▶ [REQUIREMENT]: Please copy exactly the lines from the top of the data through the line containing "## Suggested fix", and nothing else.

▶ [DATA]:
PR #3814, opened 2026-07-31
fix(ci): fail example/pkg test jobs when go test fails (#3812)

### LINKED ISSUE #3812: CI: example/pkg test jobs swallow `go test` failures (missing `set -e` in retry command block)
## Summary

The `Example-Unit-Testing` and `PKG-Unit-Testing` jobs in `.github/workflows/go.yml` can report **green while `go test` has failed**. Failing tests are silently swallowed, so a broken example/test does not block a PR.

## Root cause

Both jobs run their tests through the `nick-fields/retry@v4` action, passing a multi-line `command:` block. For the example job (`.github/workflows/go.yml`, ~L131-138):

```bash
export APP_ENV=test
go test ./examples/... -v -short -covermode=atomic -coverprofile packageWithpbgo.cov -coverpkg=./examples/...   # (1)
grep -vE '(...)' packageWithpbgo.cov > profile.cov                                                              # (2)
go tool cover -func profile.cov                                                                                 # (3)
```

Two things combine:

1. **No `set -e`.** This is a `command:` input to a third-party action, not a native `run:` step. GitHub's native `run:` steps default to `bash --noprofile --norc -eo pipefail` (aborts on first failure); the retry action runs the block with a plain shell that has **no `errexit`**. So when `go test` (1) exits non-zero, the script keeps going to (2) and (3).
2. **Exit code = last command.** The block's exit status is that of its final command, `go tool cover -func profile.cov`, which returns 0. The retry action therefore sees success ("Command completed after 1 attempt(s)") and the job goes green even though `go test` failed.

The same shape (and same latent bug) exists in the `PKG-Unit-Testing` block (~L193-232).

## Impact

A concrete instance surfaced in review of #3807: two example tests (`examples/using-http-service/main_test.go`, `examples/using-ai/main_test.go`) were `--- FAIL` at head, the FAILs appeared in the CI log, yet the Example job still passed. #3807 fixes those two tests; this issue tracks the CI hole that let them stay red without failing the pipeline.

## Suggested fix

Add `set -eo pipefail` at the top of the `command:` block in both jobs so a failing `go test` aborts the block and propagates a non-zero exit (retried, then failing the job). `pipefail` also prevents a failure being masked when a command is piped.

```bash
set -eo pipefail
export APP_ENV=test
go test ./examples/... ...
```

Note: enabling this will likely surface other currently-hidden failures — hence a standalone PR where those can be triaged, rather than folding it into #3807.

### LINKED ISSUE #3816: examples/using-migrations test is not self-contained: migration state persists in Redis between runs
**Describe the bug**

**To Reproduce**

   ```
   ```

**Expected behavior**

**Environments**

- go version: 1.26.5

**More description**

akshat-kumar-singhal:
**Description:**

Fixes #3812.

> **Depends on #3817 — merge that first.** #3820 has since merged and
> `examples/using-html-template` went green exactly as predicted below. The
> `Example Unit Testing (v1.26)` job is now red on `examples/using-add-rest-handlers` and
> `examples/using-migrations`, whose fix lives in **#3817** (open, all checks green). This branch
> carries no change for them; it goes green when #3817 lands. Same shape as the #3820 dependency it
> replaces: this PR un-hides a pre-existing failure whose fix is owned by another branch.
>
> <details><summary>The original #3820 dependency note, now satisfied</summary>
>
> > **Depends on #3820 — merge that first.** One of the failures this PR exposes is a framework bug
> > (a static mount's root returns `403`), not a test bug, and its fix belongs with the rest of that
> > bug in #3820. This branch therefore carries no `pkg/gofr/http` change, and its `Example Unit
> > Testing` job stays **red on `examples/using-html-template` until #3820 lands** — after which it
> > goes green with no change here. Details in the table below.
>
> </details>

The `Example-Unit-Testing` and `PKG-Unit-Testing` jobs in `.github/workflows/go.yml` could report **green while `go test` had failed**. Both run their tests through `nick-fields/retry@v4`, whose `command:` input executes in a plain shell with **no `errexit`** — unlike native `run:` steps, which default to `bash --noprofile --norc -eo pipefail`.

In the Example block the flow is `go test` → `grep` → `go tool cover`. When `go test` exits non-zero the block keeps going, and the block's exit status is that of its **last** command (`go tool cover`, which returns 0), so the retry action sees success and the job goes green. A concrete instance surfaced reviewing #3807: two example tests were `--- FAIL` at head, the FAILs appeared in the CI log, and the job still passed.

**The workflow change**

- **Example block** — prepend `set -eo pipefail`. A failing `go test` now aborts the block and propagates a non-zero exit (retried, then failing the job).
- **PKG block** — prepend `set -eo pipefail`. Because `set -e` would otherwise preempt the block's explicit panic (exit 2) messaging, each `go test` is now captured with `|| exit_code=$?` (preceded by `exit_code=0`); the existing `if/elif` still distinguishes a panic from an ordinary failure. `pipefail` also hardens the `grep | grep >> profile.cov` coverage-combine line.

**Exposed example failures — five fixed here, one by #3820**

Enabling `errexit` did exactly what it was meant to do: `Example Unit Testing` went red on all three Go versions, on six pre-existing failures the old block had been swallowing. `PKG Unit Testing` stayed green.

**Five of the six are test bugs and are fixed here** rather than split out. The original plan was to triage them separately, but that only works if the branch can be merged in the meantime — and it cannot: the whole point of this change is that the job now fails on them. Splitting would leave this PR permanently red and blocked on N follow-ups, each itself gated on a job that only goes green once all of them land. So the fix and the test failures it uncovers ship together. Each is a genuine fix; nothing is skipped, deleted, or loosened to pass.

**The sixth is a framework bug and is not fixed here.** `examples/using-html-template` fails because a static mount's root is unreachable — a defect in `pkg/gofr/http/router.go`, not in the example's test. This branch originally carried a fix for it, but that same bug is one of three causes addressed in full by **#3820**, which fixes the containment check, the routing of the bare endpoint, and a redirect loop, and replaces `http.FileServer` with a single resolved serving path. Keeping a partial fix here would have meant two branches editing the same functions (they conflict textually) and a framework behaviour change riding in on a CI PR. So the framework change was dropped from this branch, and this PR's Example job depends on #3820 for that one package.

| Package | Root cause | Kind |
| --- | --- | --- |
| `examples/grpc/grpc-streaming-server` | Test pinned the example's documented `GRPC_PORT=9000`. Packages run concurrently under `go test ./examples/...` and this job also binds host `9000` for MinIO, so the server could not bind and the package aborted before any test ran. Now reserves free gRPC/HTTP/metrics ports in `TestMain`. | test |
| `examples/http-server` | `TestTraceHandler` pinned the exact `context.Context` value it expected the handler to pass. The handler passes the `*gofr.Context` itself and `Trace()` swaps the embedded context on each call, so that identity is not part of the contract. Matched with `gomock.Any()`; path and query params are still asserted. | test |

▶ [ANSWER AREA]:
PR #3814, opened 2026-07-31
fix(ci): fail example/pkg test jobs when go test fails (#3812)

### LINKED ISSUE #3812: CI: example/pkg test jobs swallow `go test` failures (missing `set -e` in retry command block)
## Summary

The `Example-Unit-Testing` and `PKG-Unit-Testing` jobs in `.github/workflows/go.yml` can report **green while `go test` has failed**. Failing tests are silently swallowed, so a broken example/test does not block a PR.

## Root cause

Both jobs run their tests through the `nick-fields/retry@v4` action, passing a multi-line `command:` block. For the example job (`.github/workflows/go.yml`, ~L131-138):

```bash
export APP_ENV=test
go test ./examples/... -v -short -covermode=atomic -coverprofile packageWithpbgo.cov -coverpkg=./examples/...   # (1)
grep -vE '(...)' packageWithpbgo.cov > profile.cov                                                              # (2)
go tool cover -func profile.cov                                                                                 # (3)
```

Two things combine:

1. **No `set -e`.** This is a `command:` input to a third-party action, not a native `run:` step. GitHub's native `run:` steps default to `bash --noprofile --norc -eo pipefail` (aborts on first failure); the retry action runs the block with a plain shell that has **no `errexit`**. So when `go test` (1) exits non-zero, the script keeps going to (2) and (3).
2. **Exit code = last command.** The block's exit status is that of its final command, `go tool cover -func profile.cov`, which returns 0. The retry action therefore sees success ("Command completed after 1 attempt(s)") and the job goes green even though `go test` failed.

The same shape (and same latent bug) exists in the `PKG-Unit-Testing` block (~L193-232).

## Impact

A concrete instance surfaced in review of #3807: two example tests (`examples/using-http-service/main_test.go`, `examples/using-ai/main_test.go`) were `--- FAIL` at head, the FAILs appeared in the CI log, yet the Example job still passed. #3807 fixes those two tests; this issue tracks the CI hole that let them stay red without failing the pipeline.

## Suggested fix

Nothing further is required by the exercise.